The preface states that this collection of (sixteen) "case studies" is
intended to explain the security profession. This seems to be a bit
of a challenge since not all security work involves "cases."
Part one is entitled "Basic Hacking." Chapter one describes the
process of enumerating a network with nmap and other tools. There is
lots of information about blackhat activity in this regard, but
nothing on defending IT and nothing on what security professionals do.

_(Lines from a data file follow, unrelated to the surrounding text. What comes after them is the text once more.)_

PR #892, opened 2022-06-15
[fix] Make NONMEM use datainfo drop information in `_read_dataset`

pharmpy-dev-123:
TODO:

  - [ ] make sure this does not break other things


pharmpy-dev-123:
This will be superseded by upcoming commits.

PR #913, opened 2022-06-20
[docs] Some proofreading before the big release!

pharmpy-dev-123:
> @rikardn Ready to MERGE.


rikardn:
Looks great! I always use `-k` in pytest. Is there a difference? Will merge anyway

pharmpy-dev-123:
> Looks great! I always use `-k` in pytest. Is there a difference? Will merge anyway

When you stack targets it looks more declarative: `pytest a.py::test_a b.py::test_b`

Chapter two, however, actually does deal with security work in
describing forensics and the importance of logs and auditing when
dealing with intrusions and attacks over trusted links. Unlike the
conceptual discussion in chapter two, chapter three's packet dump
listings are not explained in terms of the evidence that would
indicate a DDoS (Distributed Denial of Service) attack.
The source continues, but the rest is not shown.